Anyways, about the format of test, the most challenging part of English was the scanning and skimming question. You are given an article ( or an excerpt from news or a novel or some factual information) and a bunch of questions on it. BEWARE! It's not simple as comprehension reading questions we are so accustomed to. You literally have to read sentence by sentence in order to get the correct answer. But again, you neither have the time to read each sentence word by word, nor the examiner is expecting you to do so because this question is titled, "Skimming and Scanning" So you should have a hawk's eye (lol) for this question.
Jokes aside, though, for next-year candidates (or even next-next year candidates if this format of AKU Test exists by then lol) read A LOT! Read through magazines, novels. And don't only read. Read and underline and find out the meaning of any words you don't know. Summarize what you have read. Ask someone (your mother or father or any sibling) to quiz you on the information in the article you have just read. Test your retaining power.

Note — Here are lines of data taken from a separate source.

PR #340, opened 2017-06-26
Iceman1001 patch 5

iceman1001:
ADD: 'hf 14a reader' - added Mifare Classic PRNG detection.
It detects if found Mifare Classic tag has a weak or hardend PRNG. Thanks to @doegox for implementing it in nfc-tools/mfoc Its a beauty :)

### DIFF
--- a/client/cmdhf14a.c
+++ b/client/cmdhf14a.c
@@ -26,6 +26,7 @@
 #include "cmdmain.h"
 #include "mifare.h"
 #include "cmdhfmfu.h"
+#include "mifarehost.h"
 
 static int CmdHelp(const char *Cmd);
 static void waitCmd(uint8_t iLen);
--- a/client/cmdhf14a.c
+++ b/client/cmdhf14a.c
@@ -170,9 +170,10 @@ int CmdHF14AReader(const char *Cmd)
 	PrintAndLog("ATQA : %02x %02x", card.atqa[1], card.atqa[0]);
 	PrintAndLog(" SAK : %02x [%d]", card.sak, resp.arg[0]);
 
+	bool isMifareClassic = true;
 	switch (card.sak) {
 		case 0x00: 
-
+			isMifareClassic = false;
 			//***************************************test****************
 			// disconnect
 			c.arg[0] = 0;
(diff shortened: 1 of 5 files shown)


client/cmdhf14a.c
```diff
@@ -420,6 +422,13 @@ int CmdHF14AReader(const char *Cmd)
 	c.arg[2] = 0;
 	SendCommand(&c);
 
+	if (isMifareClassic) {		
+		if ( detect_classic_prng() )
+			PrintAndLog("Prng detection: WEAK (darkside)");
+		else
+			PrintAndLog("Prng detection: HARDEND (hardnested)");
```
micolous: "[hardened](https://en.wiktionary.org/wiki/hardened)"

This is in a few places throughout your changes.

client/cmdhf14a.c
```diff
@@ -170,9 +171,10 @@ int CmdHF14AReader(const char *Cmd)
 	PrintAndLog("ATQA : %02x %02x", card.atqa[1], card.atqa[0]);
 	PrintAndLog(" SAK : %02x [%d]", card.sak, resp.arg[0]);
 
+	bool isMifareClassic = true;
 	switch (card.sak) {
 		case 0x00: 
-
+			isMifareClassic = false;
```
micolous: There are other card types which should also be ignored here -- like I don't think it would work against DESFire cards.

client/cmdhf14a.c
iceman1001: In which other places do you find it?!?   When I look at changed files, this is the only place

client/cmdhf14a.c
iceman1001: Good catch,  the switch-case needs some more fine-graining

marshmellow42: I'll wait until this is adjusted to merge this.

good catch!

marshmellow42:
:(  you couldn't add to this?

iceman1001:
Too unfinished to merge.  It needs adjustments to be actual useful in this scope, not this blunt.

For essays, practice on writing on varied topics.
Science Reasoning Do ACT Science Reasoning Questions available on ACT, Inc. : A Student Site for ACT Test Takers

Phew! There was no such thing as Kingdoms on the test!
Good Luck everyone!!


----------



## shanikhan (Dec 23, 2009)

Best Of Luck every one!


----------



## anas91 (Nov 6, 2010)

anybody else appeared in aga khan test?

share your experiences here????


----------



## samm (Feb 16, 2011)

yeah i did...:s bio was totally from A levels.. but still reasoning part was on common sense... For e.g they gave u a data regarding d blood group A,B and O..stating about the antigen present or absemt.. And then they askd d universal donor and recipent... Phy was quiet easy... And matjs too.. Jus one ques from the series and sequences which was v easy.. I found chem a bit difficult...it had few ques from benzene and the rest too were mostly from organic part... i left sum portion of the resoning in which they provided u wd a data regarding avg height and etc:s
One more ques i remember from phy was that ..they gave u four diagrams of diff shaped containers containing equal amount of liquid and askd which one exerts greatest pressure? Thi ques was as it is present in o level past papers... Well eng was a bit tricky.. In which the topic for argumentative essay was :wikileaks.. One who isnt aware of current affairs would have messed up tjat portion... Well one should go through olevel past papers and Alevel past papers mcq portion for a good result...


----------



## MastahRiz (Jan 26, 2006)

Guys, please be sure to read our forum rules The link is in my signature. Posting in shorthand is not allowed.

Thanks.


----------



## anas91 (Nov 6, 2010)

any1 got acceptance letter for interview from aku?


----------



## iamscrewed (Jan 24, 2011)

No..did you?


----------



## anas91 (Nov 6, 2010)

i didnt giv test dis year . .


----------